Dear Saints,
Writing to you at the beginning of Lent is one of my favorite traditions. Thank you for giving me this opportunity to connect with you as we set out on our 40-day trek!
Our Lenten undertakings remain very much evergreen and intact. We commit ourselves to works of prayer, fasting, and almsgiving in order to grow in love of God, self, and neighbor. The simple disciplines of Lent generate serious power for transformation. No big changes here.
Every Lent takes its own shape and has its own character. To that end, I’d like to offer you a couple of thoughts that have surfaced in prayer recently. They’ll serve as my Lenten theme this year, and a possible starting point for intentional engagement with the season: smallness and sincerity.
The first point is that, against our cultural inclination, Lent isn’t about going big or going home. More often than not, the really big stuff of heart and life change happens in small and even unseen acts. My challenge to you, then, is to go small with your penitential practices. (If you haven’t yet established the baseline I outline below, take another baby step this year.)

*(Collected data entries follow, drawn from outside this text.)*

PR #195, opened 2015-03-08
Add .id(), .optional() and .required() as aliases

### LINKED ISSUE #185: enforce_missing: true option should allow id to be missing
I'm using Thinky with the global ``enforce_missing: true`` option.

In addition, I've defined several objects in Thinky with string ids like so:

    var Class = thinky.createModel('Class', {
      id:       type.string(),
      name:     type.string(),
      schoolId: type.string()
    });

When attempting to save a new object, I get an error that ``id`` is not set, which seems odd, since ``id`` is about to get created by Rethink.

I've worked around it by changing the ``id`` definition to the following:

          id:       type.string().options({enforce_missing: false}),

It would be nice to not have to do this all the time, as it's quite verbose.  I can think of two reasonable options:

1. Have Thinky treat **``id``** as a special name and allow it to be missing even when the global ``enforce_missing`` flag is ``true``.

2. Add a new function, ``type.id()``, that is an alias for ``type.string()``, but also sets the ``enforce_missing`` flag to ``false``.

Then I could instead write:

    var Class = thinky.createModel('Class', {
      id:       type.id(),
      name:     type.string(),
      schoolId: type.string()
    });

mindjuice:
Fixes #185.
Added .id() as an alias for string().optional().
Added .optional() as an alias for .options(enforce_missing: false}).
Added .required() as an alias for .options(enforce_missing: true}).
Modified .options() to merge the given options into the existing options to allow you to write something like: ``myProp: type.string().optional().options({enforce_type: "strict"})``
Added some simple tests for mergeOptions().

### DIFF
--- a/lib/type/array.js
+++ b/lib/type/array.js
@@ -27,6 +27,21 @@ TypeArray.prototype.required = function() {
 }
 
 
+TypeArray.prototype.noTypeCheck = function() {
+  return this.options({enforce_type: 'none'});
+}
+
+
+TypeArray.prototype.looseTypeCheck = function() {
+  return this.options({enforce_type: 'loose'});
+}
+
+
+TypeArray.prototype.strictTypeCheck = function() {
+  return this.options({enforce_type: 'strict'});
+}
+
+
 TypeArray.prototype.min = function(min) {
   if (min < 0) {
     throw new Error("The value for `min` must be a positive integer");
--- a/lib/type/array.js
+++ b/lib/type/array.js
@@ -27,18 +27,13 @@ TypeArray.prototype.required = function() {
 }
 
 
-TypeArray.prototype.noTypeCheck = function() {
-  return this.options({enforce_type: 'none'});
-}
-
-
-TypeArray.prototype.looseTypeCheck = function() {
-  return this.options({enforce_type: 'loose'});
-}
-
-
-TypeArray.prototype.strictTypeCheck = function() {
-  return this.options({enforce_type: 'strict'});
+TypeArray.prototype.checkType = function(isChecked, allowNull) {
+  allowNull = typeof allowNull !== 'undefined' ? allowNull : true;
+  var value = 'none';
+  if (isChecked) {
+    value = allowNull ? 'loose' : 'strict';
+  }
+  return this.options({enforce_type: value});
 }
 
 
--- a/lib/type/array.js
+++ b/lib/type/array.js
@@ -27,16 +27,6 @@ TypeArray.prototype.required = function() {
 }
 
 
-TypeArray.prototype.checkType = function(isChecked, allowNull) {
-  allowNull = typeof allowNull !== 'undefined' ? allowNull : true;
-  var value = 'none';
-  if (isChecked) {
-    value = allowNull ? 'loose' : 'strict';
-  }
-  return this.options({enforce_type: value});
-}
-
-
 TypeArray.prototype.min = function(min) {
   if (min < 0) {
     throw new Error("The value for `min` must be a positive integer");
--- a/lib/type/array.js
+++ b/lib/type/array.js
@@ -12,8 +12,18 @@ function TypeArray() {
 
 
 TypeArray.prototype.options = function(options) {
-  this._options = options;
+  this._options = util.mergeOptions(this._options, options);
   return this;
+}
+
+
+TypeArray.prototype.optional = function() {
+  return this.options({enforce_missing: false});
+}
+
+
+TypeArray.prototype.required = function() {
+  return this.options({enforce_missing: true});
 }
 
 
--- a/lib/type/boolean.js
+++ b/lib/type/boolean.js
@@ -22,18 +22,13 @@ TypeBoolean.prototype.required = function() {
 }
 
 
-TypeBoolean.prototype.noTypeCheck = function() {
-  return this.options({enforce_type: 'none'});
-}
-
-
-TypeBoolean.prototype.looseTypeCheck = function() {
-  return this.options({enforce_type: 'loose'});
-}
-
-
-TypeBoolean.prototype.strictTypeCheck = function() {
-  return this.options({enforce_type: 'strict'});
+TypeBoolean.prototype.checkType = function(isChecked, allowNull) {
+  allowNull = typeof allowNull !== 'undefined' ? allowNull : true;
+  var value = 'none';
+  if (isChecked) {
+    value = allowNull ? 'loose' : 'strict';
+  }
+  return this.options({enforce_type: value});
 }
 
 
--- a/lib/type/boolean.js
+++ b/lib/type/boolean.js
@@ -22,6 +22,21 @@ TypeBoolean.prototype.required = function() {
 }
 
 
+TypeBoolean.prototype.noTypeCheck = function() {
+  return this.options({enforce_type: 'none'});
+}
+
+
+TypeBoolean.prototype.looseTypeCheck = function() {
+  return this.options({enforce_type: 'loose'});
+}
+
+
+TypeBoolean.prototype.strictTypeCheck = function() {
+  return this.options({enforce_type: 'strict'});
+}
+
+
 TypeBoolean.prototype.default = function(fnOrValue) {
   this._default = fnOrValue;
   return this;
--- a/lib/type/boolean.js
+++ b/lib/type/boolean.js
@@ -7,8 +7,18 @@ function TypeBoolean() {
 
 
 TypeBoolean.prototype.options = function(options) {
-  this._options = options;
+  this._options = util.mergeOptions(this._options, options);
   return this;
+}
+
+
+TypeBoolean.prototype.optional = function() {
+  return this.options({enforce_missing: false});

The second point enlivens the first. Sincerity, the quality of being free from pretense, deceit, or hypocrisy, makes our small acts great. We know that we have been called to lives of great and costly love -- what God is getting across to me these days is that love demands sincerity.
By starting off sincerely and small, we will gain traction in the way of love. And if we grow in love throughout Lent and over the course of our lives, we’ll find that nothing at all can derail us from going God’s way.
God bless you, my friends. If you need anything at all, please be in touch.
In the Peace of Christ,
Father Daniel
δοῦλος Χριστοῦ Ἰησοῦ
PS Our beyond-the-tithe challenge for this Lent is Several Sources, a well-known local charity that saves babies’ lives and shelters their young mothers. Our goal is to raise at least $20,000 for this great work.